Generally, I am not a risk taker and this was outside of my comfort zone. I turned to Facebook asking my shooting friends for some tips. The president of my club said something along the lines of this, ‘two things: 1- Be safe 2-Have fun!’ Well, OK. I guess I can do this. I know how to use a firearm safely and I sure know how to have fun! Others told me what I would need-an AR, a case, 3 magazines, ammo and that’s it. “Easy”, I thought.
The week of the match came and my husband and I went out to the range to practice a bit. He shot a couple rounds just to give me a refresher on operating an AR platform. I spent the next hour shooting by myself. I didn’t do that bad- my shots were pretty much in the center of the target.
The day of the match came and I was PETRIFIED! I was showing up to a match I had never shot before, not knowing who was going to be there, scared to go alone because my husband was working that evening. I was relieved to see a few familiar faces when I arrived. The people on my squad were so helpful and so encouraging to me. I kept saying how scared I was but then I’d be reassured with, “you can do this,” from my other squad mates. I ended up having so much fun! I had a blast- pun intended.
I am a USPSA and NRA Range Officer and ended up having to RO since there was only one other RO on my squad; that was a good experience to be able to learn the scoring as well. I quickly learned that I had poor stage planning when I started in the left box and had to run to the right box with the rifle in my left hand. Do you know how hard it is to run right while you are shooting left while trying you’re to keep the muzzle down range? I did it, but it was hard.
By the end of the night, my shoulder was sore. I am 5’2” so I am small in stature and the AR kicked my butt. Perhaps I was holding it wrong but I had a bruise the next day and was pretty sore. Nothing I can’t fix with more practice.

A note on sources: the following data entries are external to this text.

PR #482, opened 2018-08-03
Fixes uploading to s3, improves resiliency of Foreman, and fixes a bl…

kurtwheeler:
…ock of code being a loop that shouldn't have.

## Issue Number

https://github.com/AlexsLemonade/refinebio/issues/466

While processing a crunch in a dev stack for #466 some issues were identified. This should address three of them:
* Files weren't being uploaded to S3 because of an inverted boolean check.
* Some errors from the Nomad client caused Foreman threads to crash
* A block of code got indented so it was being run in a loop when it didn't need to.

## Types of changes

## Functional tests

This will be tested when we go to rerun the Jackie Crunch with the bug fixes we've made thus far.

## Checklist

### DIFF
--- a/common/data_refinery_common/models/models.py
+++ b/common/data_refinery_common/models/models.py
@@ -216,8 +216,8 @@ class ProcessedPublicObjectsManager(models.Manager):
     """
     def get_queryset(self):
         return super().get_queryset().filter(
-            is_public=True, 
-            samples__is_processed=True, 
+            is_public=True,
+            samples__is_processed=True,
             samples__is_public=True).distinct()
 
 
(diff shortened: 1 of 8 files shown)


common/data_refinery_common/models/models.py
```diff
@@ -577,7 +577,7 @@ def save(self, *args, **kwargs):
     def sync_to_s3(self, s3_bucket=None, s3_key=None) -> bool:
         """ Syncs this OriginalFile to AWS S3.
         """
-        if settings.RUNNING_IN_CLOUD:
+        if not settings.RUNNING_IN_CLOUD:
```
Miserlou: _Nice._

kurtwheeler:
@Miserlou I had to make some additional changes to fix the tests. While I was at it I noticed a bunch of dead code to remove. Wanna take a look at all that?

All in all, my first carbine match experience was amazing and so much fun. Will I do it again? Absolutely! I felt powerful, strong, and confident- like I could do anything. I felt like a total bad ass with my whole five foot, two-inch self-shooting a carbine match. Competition shooting has given me more confidence than I have ever had in my life. I compete to be taken seriously. I compete so others think I am more than just a head of big hair. I compete because it makes me believe that I AM a bad ass who CAN DO ANYTHING I put my mind to. Am I a pro? Definitely not. Do I still place towards the bottom? All the time. But, I am still learning and growing and trying the best I can and it gives me the rush I need in my life, it’s almost addicting the rush it gives me. I showed up to my first USPSA match crying and here I am now, it’s all I want to do.

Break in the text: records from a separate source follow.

PR #484, opened 2018-08-03
Add sample_metadata to experiments endpoint

Willv19:
## Issue Number

https://github.com/AlexsLemonade/refinebio-frontend/issues/211

This PR adds a field to the ExperimentSerializer that gives all of the metadata fields that at least one associated Sample has. This is so that this can be displayed on the frontend.

## Types of changes

## Functional tests

I ran the API locally to make sure that the output was correct.

## Checklist

### DIFF
--- a/common/data_refinery_common/models/models.py
+++ b/common/data_refinery_common/models/models.py
@@ -310,9 +310,15 @@ class Experiment(models.Model):
         See https://github.com/AlexsLemonade/refinebio-frontend/issues/211 for why this is needed.
         """
         fields = []
-        for sample in self.samples.all():
-            metadata = sample.to_metadata_dict()
-            fields += [k for k, v in metadata.items() if v and k not in fields]
+
+        possible_fields = ['title', 'accession_code', 'sex', 'age', 'specimen_part', 'genotype',
+                           'disease', 'disease_stage', 'cell_line', 'treatment', 'race', 'subject',
+                           'compound', 'time']
+
+        for field in possible_fields:
+            filter = {"age__isnull": True} if field == 'age' else {'%s__exact' % field: ''}
+            if len(self.samples.exclude(**filter)) > 0:
+                fields.append(field)
         return fields
 
     @property
--- a/common/data_refinery_common/models/models.py
+++ b/common/data_refinery_common/models/models.py
@@ -127,7 +127,7 @@ class Sample(models.Model):
         metadata = {}
         metadata['title'] = self.title
         metadata['accession_code'] = self.accession_code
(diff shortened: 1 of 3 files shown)


common/data_refinery_common/models/models.py
```diff
@@ -305,6 +305,16 @@ def to_metadata_dict(self):
...
         return metadata
 
+    def get_sample_metadata_fields(self):
+        """ Get all metadata fields that are non-empty for at least one sample in the experiment.
+        See https://github.com/AlexsLemonade/refinebio-frontend/issues/211 for why this is needed.
+        """
+        fields = []
+        for sample in self.samples.all():
+            metadata = sample.to_metadata_dict()
+            fields += [k for k, v in metadata.items() if v and k not in fields]
```
kurtwheeler: > if v and k not in fields

Are you sure we should be checking for both v and k? Seems like that would cause the key to be added once for every different value it has.

Willv19: `not in` has higher precedence than `and`, so with parenthesis the comparison would be `if (v) and (k not in fields)`, which is correct. It's checking if `v` is truthy and `k` is not already in `fields`.

Miserlou: I'm also not crazy about this bit, surely this should be doable entirely at the query level so we don't need to loop at all?

kurtwheeler: For my part:

Duh, of course that's how that logic is working... Sorry 'bout that.

common/data_refinery_common/models/models.py
```diff
@@ -305,6 +305,22 @@ def to_metadata_dict(self):
 
         return metadata
 
+    def get_sample_metadata_fields(self):
+        """ Get all metadata fields that are non-empty for at least one sample in the experiment.
+        See https://github.com/AlexsLemonade/refinebio-frontend/issues/211 for why this is needed.
+        """
+        fields = []
+
+        possible_fields = ['title', 'accession_code', 'sex', 'age', 'specimen_part', 'genotype',
```
Miserlou: rm `'title', 'accession_code'`

common/data_refinery_common/models/models.py
```diff
@@ -305,6 +305,22 @@ def to_metadata_dict(self):
...
+                           'disease', 'disease_stage', 'cell_line', 'treatment', 'race', 'subject',
+                           'compound', 'time']
+
+        for field in possible_fields:
```
Miserlou: We can probably do this in a single mega-query..

Also, needs a robust test!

My tip to new shooters who are wary about doing a competition: just do it! You have to just jump in there and do it. Don’t waste your time with saying “I’ll do it one day” because you never will. Don’t be scared to ask questions and take your time learning the sport. There will always be someone there to help you. People in the firearms industry are some of the nicest, most helpful people I have met. Have confidence, be safe and have fun.”
It is pretty obvious that the world of women’s competitive shooting is drawing more attention every day. Once women have mastered basic shooting skills at the range, it’s not uncommon to desire more of a challenge. As more women are becoming involved with the shooting sports, more women will shoot competitively as well. I hope hearing Alys’s experience will encourage you or other women to get out there shoot matches and challenge themselves to try something new.